TASK DESCRIPTION
The answer must consist of every line in the data below that holds the word "alignAdditionalTransforms".

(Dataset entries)
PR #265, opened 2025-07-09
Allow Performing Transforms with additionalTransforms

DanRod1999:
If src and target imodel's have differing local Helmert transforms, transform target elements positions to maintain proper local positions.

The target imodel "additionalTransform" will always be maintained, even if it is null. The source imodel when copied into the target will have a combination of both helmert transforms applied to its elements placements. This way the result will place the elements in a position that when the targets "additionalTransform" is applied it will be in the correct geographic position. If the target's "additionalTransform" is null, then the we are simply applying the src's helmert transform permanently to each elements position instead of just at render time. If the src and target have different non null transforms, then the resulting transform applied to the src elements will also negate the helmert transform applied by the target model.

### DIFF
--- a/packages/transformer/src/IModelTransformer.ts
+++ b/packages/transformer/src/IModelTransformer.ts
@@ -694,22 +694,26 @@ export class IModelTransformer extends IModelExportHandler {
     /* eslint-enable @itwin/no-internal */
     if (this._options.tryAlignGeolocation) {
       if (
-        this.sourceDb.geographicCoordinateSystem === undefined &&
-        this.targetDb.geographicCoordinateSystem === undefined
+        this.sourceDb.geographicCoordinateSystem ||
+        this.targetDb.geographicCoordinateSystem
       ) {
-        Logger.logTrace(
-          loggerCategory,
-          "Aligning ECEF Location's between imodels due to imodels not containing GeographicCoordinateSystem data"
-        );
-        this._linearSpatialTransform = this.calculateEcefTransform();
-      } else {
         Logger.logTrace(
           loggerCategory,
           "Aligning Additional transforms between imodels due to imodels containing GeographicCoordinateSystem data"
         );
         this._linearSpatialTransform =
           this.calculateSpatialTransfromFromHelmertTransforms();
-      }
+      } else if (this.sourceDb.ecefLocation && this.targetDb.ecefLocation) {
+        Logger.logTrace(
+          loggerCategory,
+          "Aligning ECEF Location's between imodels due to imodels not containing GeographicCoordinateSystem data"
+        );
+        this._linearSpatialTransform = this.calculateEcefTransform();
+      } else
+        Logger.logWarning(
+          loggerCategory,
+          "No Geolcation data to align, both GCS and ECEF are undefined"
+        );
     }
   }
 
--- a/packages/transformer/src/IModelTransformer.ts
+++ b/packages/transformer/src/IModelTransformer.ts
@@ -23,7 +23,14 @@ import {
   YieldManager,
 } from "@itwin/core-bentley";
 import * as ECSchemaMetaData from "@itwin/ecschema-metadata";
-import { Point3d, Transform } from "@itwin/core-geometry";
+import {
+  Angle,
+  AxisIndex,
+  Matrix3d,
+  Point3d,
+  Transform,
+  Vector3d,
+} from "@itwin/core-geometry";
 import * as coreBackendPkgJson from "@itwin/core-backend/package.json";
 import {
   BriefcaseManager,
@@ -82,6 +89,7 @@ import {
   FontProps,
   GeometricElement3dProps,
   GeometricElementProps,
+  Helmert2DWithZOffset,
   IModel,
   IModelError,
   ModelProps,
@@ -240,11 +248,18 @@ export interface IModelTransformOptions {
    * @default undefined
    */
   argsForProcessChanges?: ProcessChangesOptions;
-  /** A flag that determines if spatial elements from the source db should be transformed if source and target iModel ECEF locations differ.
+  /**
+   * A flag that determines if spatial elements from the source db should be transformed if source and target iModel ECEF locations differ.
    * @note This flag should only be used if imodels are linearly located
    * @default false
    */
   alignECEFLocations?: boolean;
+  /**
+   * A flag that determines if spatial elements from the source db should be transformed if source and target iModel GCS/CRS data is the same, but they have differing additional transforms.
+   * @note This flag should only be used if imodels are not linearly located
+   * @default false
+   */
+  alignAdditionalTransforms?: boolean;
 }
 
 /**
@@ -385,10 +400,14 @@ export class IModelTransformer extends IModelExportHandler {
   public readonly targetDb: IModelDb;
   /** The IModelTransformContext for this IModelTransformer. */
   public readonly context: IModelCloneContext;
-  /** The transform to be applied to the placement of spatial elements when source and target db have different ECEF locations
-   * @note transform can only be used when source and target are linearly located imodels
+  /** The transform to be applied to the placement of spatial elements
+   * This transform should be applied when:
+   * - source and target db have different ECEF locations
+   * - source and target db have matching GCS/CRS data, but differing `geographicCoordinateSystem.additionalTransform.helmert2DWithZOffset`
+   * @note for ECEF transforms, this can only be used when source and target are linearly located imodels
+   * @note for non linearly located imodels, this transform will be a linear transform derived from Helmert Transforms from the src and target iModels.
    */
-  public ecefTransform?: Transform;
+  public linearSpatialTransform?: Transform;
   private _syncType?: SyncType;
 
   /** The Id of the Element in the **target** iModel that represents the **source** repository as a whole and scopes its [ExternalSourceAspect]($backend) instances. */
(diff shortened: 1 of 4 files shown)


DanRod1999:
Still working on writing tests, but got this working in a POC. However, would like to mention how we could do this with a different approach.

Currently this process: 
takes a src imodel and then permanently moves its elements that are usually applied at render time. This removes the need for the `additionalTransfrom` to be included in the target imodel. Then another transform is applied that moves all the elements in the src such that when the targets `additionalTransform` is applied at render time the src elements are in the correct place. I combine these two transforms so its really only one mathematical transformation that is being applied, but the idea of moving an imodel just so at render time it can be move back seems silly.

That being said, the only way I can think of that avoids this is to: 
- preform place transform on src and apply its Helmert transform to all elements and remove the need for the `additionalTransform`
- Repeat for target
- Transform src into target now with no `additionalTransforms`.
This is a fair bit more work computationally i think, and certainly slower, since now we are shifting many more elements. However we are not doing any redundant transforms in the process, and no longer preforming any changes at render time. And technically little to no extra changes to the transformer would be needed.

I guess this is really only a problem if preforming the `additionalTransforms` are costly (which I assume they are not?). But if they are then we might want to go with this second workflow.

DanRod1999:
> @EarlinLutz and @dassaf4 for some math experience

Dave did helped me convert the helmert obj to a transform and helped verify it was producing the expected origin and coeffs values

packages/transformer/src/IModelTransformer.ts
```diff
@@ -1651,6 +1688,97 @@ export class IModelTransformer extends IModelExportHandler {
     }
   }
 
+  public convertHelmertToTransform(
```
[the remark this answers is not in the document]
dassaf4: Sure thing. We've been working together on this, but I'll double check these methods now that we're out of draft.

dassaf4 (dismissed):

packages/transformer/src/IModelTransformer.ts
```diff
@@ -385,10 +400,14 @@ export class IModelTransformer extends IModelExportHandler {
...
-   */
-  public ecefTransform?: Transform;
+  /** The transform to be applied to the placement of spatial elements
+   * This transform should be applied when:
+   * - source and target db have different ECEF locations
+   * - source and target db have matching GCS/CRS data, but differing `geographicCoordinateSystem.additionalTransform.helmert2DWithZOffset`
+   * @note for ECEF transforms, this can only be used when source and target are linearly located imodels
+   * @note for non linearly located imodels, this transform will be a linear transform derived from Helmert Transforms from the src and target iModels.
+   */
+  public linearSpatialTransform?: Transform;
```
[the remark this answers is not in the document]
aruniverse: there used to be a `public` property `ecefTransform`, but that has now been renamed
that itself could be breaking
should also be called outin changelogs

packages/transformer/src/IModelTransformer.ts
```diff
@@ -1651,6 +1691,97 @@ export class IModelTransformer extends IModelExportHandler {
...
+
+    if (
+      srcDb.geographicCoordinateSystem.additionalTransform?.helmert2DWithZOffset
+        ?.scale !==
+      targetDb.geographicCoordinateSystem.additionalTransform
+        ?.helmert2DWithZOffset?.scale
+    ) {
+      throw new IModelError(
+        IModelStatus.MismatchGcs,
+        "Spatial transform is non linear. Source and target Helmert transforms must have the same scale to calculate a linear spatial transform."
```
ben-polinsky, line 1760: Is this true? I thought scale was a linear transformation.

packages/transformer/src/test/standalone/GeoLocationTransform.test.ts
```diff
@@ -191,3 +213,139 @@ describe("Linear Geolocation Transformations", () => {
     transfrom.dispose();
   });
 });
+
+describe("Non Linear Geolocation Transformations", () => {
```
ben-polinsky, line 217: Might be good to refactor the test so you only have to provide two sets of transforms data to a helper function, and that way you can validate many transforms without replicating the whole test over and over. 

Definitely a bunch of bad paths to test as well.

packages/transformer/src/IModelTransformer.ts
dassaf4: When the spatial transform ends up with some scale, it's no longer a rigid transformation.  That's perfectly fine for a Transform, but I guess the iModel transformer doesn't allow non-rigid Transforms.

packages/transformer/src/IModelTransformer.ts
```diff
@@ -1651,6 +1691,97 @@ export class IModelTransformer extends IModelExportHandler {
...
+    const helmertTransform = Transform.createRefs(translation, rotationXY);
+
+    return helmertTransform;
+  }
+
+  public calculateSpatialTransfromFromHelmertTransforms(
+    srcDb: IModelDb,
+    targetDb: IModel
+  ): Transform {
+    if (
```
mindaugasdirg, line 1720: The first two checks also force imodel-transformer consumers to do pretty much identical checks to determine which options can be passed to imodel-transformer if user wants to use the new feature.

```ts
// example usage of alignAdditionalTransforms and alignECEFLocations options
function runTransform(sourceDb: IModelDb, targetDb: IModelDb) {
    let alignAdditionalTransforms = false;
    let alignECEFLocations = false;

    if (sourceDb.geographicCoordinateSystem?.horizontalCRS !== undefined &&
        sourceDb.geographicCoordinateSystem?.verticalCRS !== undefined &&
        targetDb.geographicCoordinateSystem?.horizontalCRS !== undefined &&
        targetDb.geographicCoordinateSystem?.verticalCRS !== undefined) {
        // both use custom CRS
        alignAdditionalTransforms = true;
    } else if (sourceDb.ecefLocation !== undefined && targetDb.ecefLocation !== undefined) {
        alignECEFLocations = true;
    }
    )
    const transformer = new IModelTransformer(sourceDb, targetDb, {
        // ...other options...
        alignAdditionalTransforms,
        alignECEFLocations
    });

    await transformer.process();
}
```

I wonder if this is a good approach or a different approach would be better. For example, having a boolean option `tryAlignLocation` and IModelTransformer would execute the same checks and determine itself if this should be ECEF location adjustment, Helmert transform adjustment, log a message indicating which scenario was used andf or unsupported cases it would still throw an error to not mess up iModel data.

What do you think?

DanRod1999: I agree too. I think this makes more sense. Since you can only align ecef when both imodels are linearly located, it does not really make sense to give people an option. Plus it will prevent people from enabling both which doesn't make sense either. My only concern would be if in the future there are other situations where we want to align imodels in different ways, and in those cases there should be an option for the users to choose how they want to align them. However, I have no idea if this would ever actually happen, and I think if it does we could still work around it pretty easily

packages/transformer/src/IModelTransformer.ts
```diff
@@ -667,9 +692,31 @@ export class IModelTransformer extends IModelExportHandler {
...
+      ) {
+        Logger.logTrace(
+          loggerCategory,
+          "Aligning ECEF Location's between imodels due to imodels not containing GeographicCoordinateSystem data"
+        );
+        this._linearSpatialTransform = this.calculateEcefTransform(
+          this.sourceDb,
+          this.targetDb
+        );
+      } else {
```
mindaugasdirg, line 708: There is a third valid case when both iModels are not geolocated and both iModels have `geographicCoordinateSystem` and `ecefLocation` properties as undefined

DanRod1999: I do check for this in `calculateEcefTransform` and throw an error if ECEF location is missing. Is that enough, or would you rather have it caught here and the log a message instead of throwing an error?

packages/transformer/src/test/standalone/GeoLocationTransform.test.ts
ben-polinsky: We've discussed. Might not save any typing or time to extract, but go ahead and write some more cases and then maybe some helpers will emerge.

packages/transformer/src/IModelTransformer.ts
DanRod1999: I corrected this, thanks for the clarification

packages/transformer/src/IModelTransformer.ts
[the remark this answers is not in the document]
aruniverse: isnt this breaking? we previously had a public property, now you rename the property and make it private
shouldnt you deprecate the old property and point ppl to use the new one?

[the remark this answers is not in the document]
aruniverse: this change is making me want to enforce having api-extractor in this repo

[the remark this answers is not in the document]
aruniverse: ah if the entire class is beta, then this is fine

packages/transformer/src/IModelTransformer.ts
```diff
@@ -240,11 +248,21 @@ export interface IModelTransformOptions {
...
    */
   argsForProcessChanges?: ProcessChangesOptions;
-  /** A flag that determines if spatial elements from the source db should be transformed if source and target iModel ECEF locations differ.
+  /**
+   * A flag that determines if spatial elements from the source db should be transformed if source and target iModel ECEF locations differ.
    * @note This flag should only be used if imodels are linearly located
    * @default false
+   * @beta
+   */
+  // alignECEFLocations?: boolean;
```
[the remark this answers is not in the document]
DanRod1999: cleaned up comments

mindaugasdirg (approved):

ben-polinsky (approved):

EXERCISE ANSWER
+  alignAdditionalTransforms?: boolean;
// example usage of alignAdditionalTransforms and alignECEFLocations options
    let alignAdditionalTransforms = false;
        alignAdditionalTransforms = true;
        alignAdditionalTransforms,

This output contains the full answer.